* Tariffs have not slowed dramatic decline in solar panel prices
* US Commerce decision unlikely to stray far from preliminary ruling
* Solar panel makers have also filed action in Europe against Chinese manufacturers
By Doug Palmer and Nichola Groom
WASHINGTON/LOS ANGELES, Oct 8 (Reuters) - The U.S. Commerce Department on Wednesday will announce final duties on billions of dollars of solar panels from China in a high-profile case that has raised fears of further damage to an already fragile industry.
The department set combined preliminary duties of roughly 35 percent earlier this year on most Chinese solar panels to offset what it said were unfair prices and government subsidies.
The case was brought by a group of U.S. producers led by SolarWorld Americas, whose German parent has also filed action in Europe against Chinese solar panel imports.
So far, the tariffs have not slowed a dramatic decline in prices for solar panels. Globally, prices are down 30 percent this year alone due to a massive glut of panels. The rapid expansion of solar panel manufacturing in China in recent years is largely to blame for the massive oversupply, which has erased profits for makers of solar products and sent share prices in the industry into a tailspin.
One analyst said he does not expect Wednesday’s ruling to be a game-changer for Chinese panel manufacturers or their investors.
“The market will be surprised if the Commerce Department changes significantly from its preliminary ruling,” said Brigantine Advisors solar analyst Ramesh Misra.
“Does it have much of an impact on the Chinese companies at this point? Most of them are already in mitigation mode trying to figure out ways around it.”
China has warned that the U.S. and European Union cases both could damage trade ties and cripple healthy development of the global solar and clean energy sector.
It has already struck back by launching an investigation into imports of solar-grade polysilicon from both the United States and South Korea.
The Commerce Department on Wednesday will either raise or lower its separate anti-dumping and countervailing duty calculations on the Chinese panels, based on any new information it has found in its investigation.
It will also revisit a decision to exclude panels made from non-Chinese solar cells from the duties. A number of U.S. lawmakers have criticized that ruling, saying it would simply encourage Chinese manufacturers to move solar cell production outside China to circumvent U.S. duties on panels. Solar cells are assembled to make solar panels.

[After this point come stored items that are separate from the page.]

PR #325, opened 2022-02-08
Move kernel-devsrc.inc fixes to nilrt's kernel-dev src include files

shruthi-ravi:
It is difficult to maintain out-of-tree commits to kernel-devsrc in oe-core, especially when trying to do an upstream merge. All modifications to kernel-devsrc.bb have to instead be made to kernel-devsrc.inc. This will also mess up history when doing those merges. 
As an alternative, revert those commits in oe-core (oe-core [PR](https://github.com/ni/openembedded-core/pull/44) )and make the same updates to our nilrt-specific kerneldev src include files.

Builds in progress.

@ni/rtos

### DIFF
--- a/recipes-kernel/linux/kernel-devsrc.bbappend
+++ b/recipes-kernel/linux/kernel-devsrc.bbappend
@@ -1,1 +1,5 @@
 require kernel-devsrc-nilrt.inc
+
+KERNEL_VERSION = "${@get_kernelversion_headers('${B}')}"
+
+RDEPENDS_${PN}:remove = "python3"
--- a/recipes-kernel/linux/kernel-devsrc-debug.bb
+++ b/recipes-kernel/linux/kernel-devsrc-debug.bb
@@ -2,6 +2,6 @@ KERNEL_DEPENDENCY = "linux-nilrt-debug"
 KERNEL_DIRECTORY = "${DEPLOY_DIR_IMAGE}/kernel-debug/staging_kernel_dir"
 KERNEL_BUILD_DIRECTORY = "${DEPLOY_DIR_IMAGE}/kernel-debug/staging_kernel_builddir"
 
-require recipes-kernel/linux/kernel-devsrc.inc
+require recipes-kernel/linux/kernel-devsrc.bb
 require kernel-devsrc-nilrt.inc
 require kernel-devsrc-nilrt-alternate.inc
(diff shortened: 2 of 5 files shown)


recipes-kernel/linux/kernel-devsrc.bbappend
```diff
@@ -1 +1,7 @@
 require kernel-devsrc-nilrt.inc
+
+do_configure[depends] += "virtual/kernel:do_deploy"
```
chaitu236: I don't remember why it was needed for us but not upstream.. maybe its only required for alternate kernels? Can you check if this is required for this recipe?

shruthi-ravi: Can you share how I can check that? Just by building kernel-devsrc? I currently have everything built. Should I clean `linux-nilrt` before that?

chaitu236: Removing the line and building `kernel-devsrc` should validate it - yes I think `linux-nilrt` should be cleaned before that.

chaitu236 (approved):
Everything else looks good.

recipes-kernel/linux/kernel-devsrc.bbappend
shruthi-ravi: Seems to work without this line.

shruthi-ravi:
Update v2: 
Removed `do_configure[depends] += "virtual/kernel:do_deploy"` from the kernel-devsrc.bbappend. The recipe builds without this dependency. Only the alternate kernel devsrc recipes require it.
@chaitu236

recipes-kernel/linux/kernel-devsrc.bbappend
```diff
@@ -1 +1,5 @@
 require kernel-devsrc-nilrt.inc
+
```
amstewart, line 2: >kernel-devsrc: Move out-of-tree recipe fixes to bbappend

For git history, could you either: (a) copy the commit messages from the referenced hashes here into this message, or (b) re-express the justification for these changes in this commit message.

amstewart (changes requested):

recipes-kernel/linux/kernel-devsrc.bbappend
shruthi-ravi: I hoped to achieve that with the git commit hashes in the commit message. I guess I can also add one of the above.

shruthi-ravi:
Update v3: 
Copied reverted git commit messages to the current commit messages for reference. @amstewart

amstewart (approved):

The last stage of the case will come in early November, when a separate agency, the U.S. International Trade Commission, will vote on whether to approve the duties or not.
Last year, the panel allowed the case to go forward by voting 6-0 that there was reasonable indication that U.S. producers had been materially harmed by the imports.
For duties to be denied, four commissioners would have to vote in November that U.S. producers have not been materially harmed or threatened by the Chinese-made solar products.
In the first round, Suntech Power Holdings, Trina Solar and 59 other Chinese solar companies were hit with preliminary anti-dumping duties of slightly more than 31 percent. “All other” Chinese solar companies got a preliminary anti-dumping duty of about 250 percent.
Suntech and Trina also received preliminary countervailing duties of 2.90 percent and 4.73 percent, respectively. All other Chinese solar companies were also hit with a preliminary countervailing duty rate of 3.61 percent.
SolarWorld Americas President Gordon Brinser said last week the preliminary duties were too low, while both Chinese manufacturers and U.S. companies that install solar panels argue they will hurt the sector by raising costs.
On the bright side, the tariffs could force some Chinese production capacity to shut down.
“That might drive consolidation in the Chinese market and that would be a huge net positive,” Brigantine’s Misra said.